Below is a listing. Gather each line of it that contains "datasets".
*** Data for analysis Section Begins ***
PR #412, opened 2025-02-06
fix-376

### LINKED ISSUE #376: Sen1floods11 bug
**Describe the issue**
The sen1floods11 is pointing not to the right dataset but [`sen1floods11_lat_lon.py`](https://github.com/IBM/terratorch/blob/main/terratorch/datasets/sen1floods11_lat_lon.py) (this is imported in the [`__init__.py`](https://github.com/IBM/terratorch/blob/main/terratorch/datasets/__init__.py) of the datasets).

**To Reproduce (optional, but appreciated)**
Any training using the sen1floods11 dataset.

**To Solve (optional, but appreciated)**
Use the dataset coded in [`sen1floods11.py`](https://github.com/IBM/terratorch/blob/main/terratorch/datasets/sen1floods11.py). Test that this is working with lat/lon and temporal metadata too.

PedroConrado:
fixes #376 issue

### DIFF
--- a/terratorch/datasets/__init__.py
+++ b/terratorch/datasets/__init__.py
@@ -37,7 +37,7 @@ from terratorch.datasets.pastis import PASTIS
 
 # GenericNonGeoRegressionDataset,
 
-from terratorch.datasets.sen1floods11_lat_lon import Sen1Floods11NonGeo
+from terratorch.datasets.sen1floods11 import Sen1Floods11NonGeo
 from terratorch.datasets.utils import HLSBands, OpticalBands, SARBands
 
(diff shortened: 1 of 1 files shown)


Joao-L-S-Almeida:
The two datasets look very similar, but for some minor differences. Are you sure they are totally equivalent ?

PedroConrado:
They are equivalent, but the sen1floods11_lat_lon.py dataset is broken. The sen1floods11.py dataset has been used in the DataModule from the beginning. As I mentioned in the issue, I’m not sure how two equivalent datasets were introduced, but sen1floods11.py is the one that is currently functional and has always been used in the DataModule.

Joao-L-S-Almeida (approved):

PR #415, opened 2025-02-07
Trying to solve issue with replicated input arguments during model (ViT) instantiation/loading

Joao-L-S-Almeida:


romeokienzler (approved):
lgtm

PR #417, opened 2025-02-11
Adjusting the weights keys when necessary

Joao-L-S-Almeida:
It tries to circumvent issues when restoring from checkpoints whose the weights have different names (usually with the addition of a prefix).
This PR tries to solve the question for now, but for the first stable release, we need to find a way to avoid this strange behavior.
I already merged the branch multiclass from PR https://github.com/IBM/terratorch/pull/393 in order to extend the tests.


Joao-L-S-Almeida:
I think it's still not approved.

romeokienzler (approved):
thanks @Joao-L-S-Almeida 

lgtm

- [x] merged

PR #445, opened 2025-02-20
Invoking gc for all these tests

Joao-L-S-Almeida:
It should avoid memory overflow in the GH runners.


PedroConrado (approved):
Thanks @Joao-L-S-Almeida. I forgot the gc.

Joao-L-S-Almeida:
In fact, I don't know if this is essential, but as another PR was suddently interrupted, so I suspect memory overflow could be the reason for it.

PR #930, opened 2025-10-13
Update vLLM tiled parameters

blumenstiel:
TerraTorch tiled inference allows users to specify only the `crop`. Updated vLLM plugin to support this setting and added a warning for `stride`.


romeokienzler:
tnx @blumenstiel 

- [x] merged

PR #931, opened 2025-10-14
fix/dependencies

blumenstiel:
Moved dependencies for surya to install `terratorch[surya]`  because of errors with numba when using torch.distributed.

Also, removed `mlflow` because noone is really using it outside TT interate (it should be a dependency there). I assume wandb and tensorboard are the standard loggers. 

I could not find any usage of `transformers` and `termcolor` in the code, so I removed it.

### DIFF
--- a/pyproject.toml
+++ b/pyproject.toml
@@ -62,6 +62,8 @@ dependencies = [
*** Data for analysis Section Ends ***
▶ **Solution to the exercise**
The sen1floods11 is pointing not to the right dataset but [`sen1floods11_lat_lon.py`](https://github.com/IBM/terratorch/blob/main/terratorch/datasets/sen1floods11_lat_lon.py) (this is imported in the [`__init__.py`](https://github.com/IBM/terratorch/blob/main/terratorch/datasets/__init__.py) of the datasets).
Use the dataset coded in [`sen1floods11.py`](https://github.com/IBM/terratorch/blob/main/terratorch/datasets/sen1floods11.py). Test that this is working with lat/lon and temporal metadata too.
--- a/terratorch/datasets/__init__.py
+++ b/terratorch/datasets/__init__.py
@@ -37,7 +37,7 @@ from terratorch.datasets.pastis import PASTIS
-from terratorch.datasets.sen1floods11_lat_lon import Sen1Floods11NonGeo
+from terratorch.datasets.sen1floods11 import Sen1Floods11NonGeo
 from terratorch.datasets.utils import HLSBands, OpticalBands, SARBands
The two datasets look very similar, but for some minor differences. Are you sure they are totally equivalent ?
They are equivalent, but the sen1floods11_lat_lon.py dataset is broken. The sen1floods11.py dataset has been used in the DataModule from the beginning. As I mentioned in the issue, I’m not sure how two equivalent datasets were introduced, but sen1floods11.py is the one that is currently functional and has always been used in the DataModule.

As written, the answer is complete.